Another recurring issue is that employers sometimes try to use part-time work while still expecting availability similar to full-time work. Turkish law does not prevent flexible scheduling, but it does require that the nature of the work pattern remain legally honest. Once the worker is effectively performing full-time functions or being managed as full-time in practice, the legal and evidentiary basis for the part-time label becomes weaker.
15. Common disputes in temporary employment
In temporary employment, disputes typically arise around whether the arrangement was lawful from the start and whether it stayed lawful over time. Key recurring issues include use of temporary agency work outside the situations listed in Article 7, exceeding duration or renewal limits, breaching workforce caps, using agency labor after collective dismissals or during prohibited periods, failing to maintain the worker’s basic conditions at the required level, failing to pay wages correctly, and allowing the relationship to continue after the contractual end date. All of these risk points are visible directly in the text of Article 7.
Another major dispute area is identifying the responsible employer. Turkish law deliberately splits responsibilities between the agency, the user employer, and, in group-company transfers, the transferor and receiving employer. Because of that, temporary employment disputes often involve not only the worker’s rights, but also which entity is responsible for wages, OHS duties, accident reporting, or the legal consequences of continuation beyond the written term.
16. Mediation and litigation
Where disputes arise out of part-time or temporary employment, the ordinary labor-procedure rule generally applies. Article 3 of Labor Courts Law No. 7036 states that, in lawsuits concerning employee or employer receivables and compensation arising from law or individual or collective employment contracts, and in reinstatement claims, prior application to a mediator is a condition of action. If mediation is not attempted, the case is dismissed procedurally.

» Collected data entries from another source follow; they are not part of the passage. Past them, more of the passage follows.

PR #870, opened 2026-05-22
feat(wdl-lsp): improved semantic tokens

Serial-ATA:
Improves the output of [textDocument/semanticTokens/full](https://microsoft.github.io/language-server-protocol/specifications/lsp/3.17/specification/#semanticTokens_fullRequest), using more specific token types/modifiers to allow for better highlighting

For external contributors:

For all contributors:

      is implemented.

### DIFF
--- a/crates/wdl-analysis/src/handlers/semantic_tokens.rs
+++ b/crates/wdl-analysis/src/handlers/semantic_tokens.rs
@@ -77,6 +77,7 @@ pub const WDL_SEMANTIC_TOKEN_MODIFIERS: &[SemanticTokenModifier] = &[
     SemanticTokenModifier::DEFINITION,
     SemanticTokenModifier::DOCUMENTATION,
     SemanticTokenModifier::READONLY,
+    SemanticTokenModifier::STATIC,
 ];
 
 /// Handles a semantic token request for a full document.
@@ -334,6 +335,7 @@ fn resolve_identifier_ty(
         SyntaxKind::MetadataObjectItemNode => {
             let metadata_item = MetadataObjectItem::cast(parent.clone()).expect("should cast");
             if metadata_item.name().inner() == token {
+                add_modifier(modifiers, SemanticTokenModifier::STATIC);
                 add_modifier(modifiers, SemanticTokenModifier::READONLY);
                 return if metadata_item.parent::<ParameterMetadataSection>().is_some() {
                     Some(SemanticTokenType::PARAMETER)
--- a/crates/wdl-analysis/src/handlers/semantic_tokens.rs
+++ b/crates/wdl-analysis/src/handlers/semantic_tokens.rs
@@ -340,7 +340,6 @@ fn resolve_identifier_ty(
                 return if metadata_item.parent::<ParameterMetadataSection>().is_some() {
                     Some(SemanticTokenType::PARAMETER)
                 } else {
-                    // I guess?
                     Some(SemanticTokenType::PROPERTY)
                 };
             }
--- a/crates/wdl-analysis/src/handlers/semantic_tokens.rs
+++ b/crates/wdl-analysis/src/handlers/semantic_tokens.rs
@@ -28,7 +28,6 @@ use wdl_ast::TreeToken;
 use wdl_ast::v1::AccessExpr;
 use wdl_ast::v1::CallExpr;
 use wdl_ast::v1::CallTarget;
-use wdl_ast::v1::Decl;
 use wdl_ast::v1::EnumDefinition;
 use wdl_ast::v1::EnumVariant;
 use wdl_ast::v1::Expr;
@@ -37,6 +36,8 @@ use wdl_ast::v1::LiteralStruct;
 use wdl_ast::v1::LiteralStructItem;
 use wdl_ast::v1::MetadataObjectItem;
 use wdl_ast::v1::ParameterMetadataSection;
+use wdl_ast::v1::RequirementsItem;
+use wdl_ast::v1::RuntimeItem;
 use wdl_ast::v1::StructDefinition;
 use wdl_ast::v1::TaskDefinition;
 use wdl_ast::v1::TypeRef;
@@ -212,17 +213,9 @@ fn token_ty(token: &SyntaxToken, document: &Document) -> Option<(SemanticTokenTy
     }
 
     if let Some(version) = document.version()
-        && version == SupportedVersion::V1(V1::Two)
+        && version >= SupportedVersion::V1(V1::Two)
         && kind == SyntaxKind::RuntimeKeyword
         && parent.kind() == SyntaxKind::RuntimeSectionNode
-    {
-        add_modifier(&mut modifiers, SemanticTokenModifier::DEPRECATED)
-    }
-
-    if token.text() == "docker"
-        && parent
-            .ancestors()
-            .any(|n| n.kind() == SyntaxKind::RuntimeSectionNode)
     {
         add_modifier(&mut modifiers, SemanticTokenModifier::DEPRECATED)
     }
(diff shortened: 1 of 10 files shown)


crates/wdl-analysis/src/handlers/semantic_tokens.rs
```diff
@@ -319,58 +364,85 @@ fn resolve_identifier_ty(
...
+            }
+
+            return None;
+        }
+        SyntaxKind::EnumVariantNode => {
+            return Some(SemanticTokenType::ENUM_MEMBER);
+        }
+        SyntaxKind::BoundDeclNode => return Some(SemanticTokenType::VARIABLE),
+        _ => {}
+    }
```
claymcleod: This block is shadowed by the `Decl::cast` arm above. `Decl::cast` accepts both `BoundDeclNode` and `UnboundDeclNode`, so any struct field hits the `Decl` arm first and returns `VARIABLE` instead of reaching the `StructDefinitionNode => PROPERTY` branch here. I think we should hoist the struct-field check into the `Decl::cast` arm (e.g., return `PROPERTY` when `parent.parent().kind() == SyntaxKind::StructDefinitionNode`) and then delete this block.

crates/wdl-analysis/src/handlers/semantic_tokens.rs
```diff
@@ -319,58 +364,85 @@ fn resolve_identifier_ty(
...
-                {
-                    add_modifier(modifiers, SemanticTokenModifier::READONLY);
-                    Some(SemanticTokenType::PARAMETER)
-                } else {
-                    Some(SemanticTokenType::VARIABLE)
-                }
-            }
-        };
+        return Some(SemanticTokenType::VARIABLE);
     }
```
claymcleod, line 462: Narrowing the fallback to `Type::Call(_)` drops classification for every bare identifier reference whose parent is `NameRefExprNode`. That covers variable uses on the RHS of expressions, `if` conditions, function arguments, scatter exprs, and the LHS of a struct/enum access. The prior offset-based lookup mapped these to `PARAMETER` (for input-section defs) or `VARIABLE`. Let's restore that. At minimum, add a `SyntaxKind::NameRefExprNode => VARIABLE` arm in the `match parent.kind()` above, and re-resolve to `PARAMETER` via the scope lookup when the definition site is in an `InputSectionNode`.

crates/wdl-analysis/src/handlers/semantic_tokens.rs
```diff
@@ -319,58 +364,85 @@ fn resolve_identifier_ty(
...
+                    return Some(SemanticTokenType::ENUM);
+                } else if ident_targets_rhs
+                    && e.definition()
+                        .variants()
+                        .any(|v| v.name().text() == token.text())
+                {
+                    return Some(SemanticTokenType::ENUM_MEMBER);
+                }
+            }
+        }
```
claymcleod: When the LHS resolves to a struct, this returns `STRUCT` for the RHS member token too. The enum branch below correctly distinguishes LHS from RHS. Let's mirror that for the struct branch so the RHS falls through to the `PROPERTY` return at the bottom.

```suggestion
        if let Expr::NameRef(name_expr) = target.strip_parenthesized() {
            let ident_targets_lhs = token == name_expr.name().inner();
            if document.struct_by_name(name_expr.name().text()).is_some() {
                if ident_targets_lhs {
                    return Some(SemanticTokenType::STRUCT);
                }
            } else if let Some(e) = document.enum_by_name(name_expr.name().text()) {
                if ident_targets_lhs {
                    return Some(SemanticTokenType::ENUM);
                } else if ident_targets_rhs
                    && e.definition()
                        .variants()
                        .any(|v| v.name().text() == token.text())
                {
                    return Some(SemanticTokenType::ENUM_MEMBER);
                }
            }
        }
```

crates/wdl-analysis/src/handlers/semantic_tokens.rs
```diff
@@ -304,6 +337,18 @@ fn resolve_identifier_ty(
...
     }
 
+    if let Some(m) = MetadataObjectItem::cast(parent.clone())
+        && m.name().inner() == token
+    {
+        add_modifier(modifiers, SemanticTokenModifier::READONLY);
+        return if m.parent::<ParameterMetadataSection>().is_some() {
+            Some(SemanticTokenType::PARAMETER)
+        } else {
+            // I guess?
```
claymcleod: Let's drop this comment.

crates/wdl-ast/src/v1/expr.rs
```diff
@@ -907,11 +907,26 @@ impl<N: TreeNode> Expr<N> {
...
+        loop {
+            if let Self::Parenthesized(inner) = expr {
+                expr = inner.expr();
+                continue;
+            }
+
+            break;
+        }
+        expr
     }
```
claymcleod:
```suggestion
    pub fn strip_parenthesized(mut self) -> Self {
        while let Self::Parenthesized(inner) = self {
            self = inner.expr();
        }
        self
    }
```

crates/wdl-lsp/tests/semantic_tokens.rs
```diff
@@ -0,0 +1,530 @@
...
+            length: 3,
+            token_type: token_type_index(SemanticTokenType::TYPE),
+            token_modifiers_bitset: 0,
+        },
+        // Member name
+        SemanticToken {
+            delta_line: 0,
+            delta_start: 4,
+            length: 3,
+            token_type: 1,
```
claymcleod: A few hard-coded `token_type` indices in this file (here, and at lines 420, 462, 470) bypass `token_type_index(...)`. They tie the test to the current order of `WDL_SEMANTIC_TOKEN_TYPES` and will silently desync if the array is reordered. Let's swap each for the helper call.

crates/wdl-lsp/tests/workspace/semantic_tokens/source.wdl
```diff
@@ -0,0 +1,33 @@
...
+workflow wf {
+    call do_work
+    
+    call foo.bar
+
+    Hello h = Hello.World
+    Foo f = Foo {
+        bar: 1
+    }
+}
```
claymcleod, line 57: The fixture exercises some paths but skips most of the new modifier behavior this PR adds: `READONLY` on input parameters, `READONLY` + `DEFAULT_LIBRARY` on `task.*` access, `ASYNC` on `scatter`, `DEPRECATED` on `runtime`/`docker` (needs a v1.2 doc), `DECLARATION` on an aliased `import`, and metadata/`parameter_meta` sections. Let's extend the fixture (or add a second one) to cover these so future regressions get caught.

crates/wdl-lsp/tests/semantic_tokens.rs
```diff
@@ -0,0 +1,530 @@
...
+}
+
+fn modifiers(modifiers: &[SemanticTokenModifier]) -> u32 {
+    modifiers.iter().fold(0, |mut acc, modifier| {
+        if let Some(pos) = WDL_SEMANTIC_TOKEN_MODIFIERS
+            .iter()
+            .position(|m| m == modifier)
+        {
+            acc |= 1 << pos;
+        }
```
claymcleod: `token_type_index` panics on missing type but this returns `0` silently. If a modifier is renamed or removed, every test referencing it would silently compare against an empty modifier bitset rather than failing. Let's mirror `token_type_index` and panic with `` "modifier `{modifier:?}` not found in `WDL_SEMANTIC_TOKEN_MODIFIERS`" ``.

claymcleod (changes requested):
One note that doesn't fit on a single line. `resolve_identifier_ty` could be reshaped as a single `match parent.kind()` dispatch to match the convention used by `hover.rs::resolve_hover_by_context` and `goto_definition.rs::resolve_by_context`. Each arm casts the parent (via `T::cast(parent.clone()).unwrap()` since the kind was just matched), runs its check, and returns. That style would eliminate the chain of speculative casts, keep parent-kind dispatch in one column, and make the dead-code class of bug (see the inline comment on the `match parent.kind()` block) impossible by construction. The two cases that legitimately need an ancestor walk (`ImportStatement` namespace alias, `AccessExpr` via ancestor) can fall out into a small `or_else` chain after the match.

claymcleod (approved):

This means that disputes over unpaid proportional benefits, wage differences, misclassification consequences, invalid dismissal after a part-time request, or reclassification-linked claims arising from misuse of temporary employment will usually need to pass through mandatory mediation before labor-court litigation. The substantive issue may concern part-time or temporary work, but the procedural front door remains the mediation system under Law No. 7036.
Conclusion
Part-time and temporary employment in Turkey are legitimate legal models, but they are tightly regulated. Part-time work is defined by comparison with a full-time worker and is protected by proportionality and equal-treatment rules. Temporary employment relationships are allowed only through the specific channels recognized by Article 7, especially licensed private employment agencies or written intra-group transfers, and only within the statutory conditions, time limits, and responsibility rules. None of these models removes the worker from ordinary labor protection.
For employers, the key lesson is that flexible work models should be built on the correct legal category from the beginning. Calling a worker “part-time” or “temporary” is not enough. The arrangement must match the Labor Law, the working-time rules, the equal-treatment principle, and, where agency work is involved, the licensing and duration regime. For employees, the key lesson is that non-standard work still comes with enforceable rights. In Turkish labor practice, the most serious disputes do not arise because the law prohibits flexibility. They arise because flexibility is used without respecting the legal framework that makes it lawful.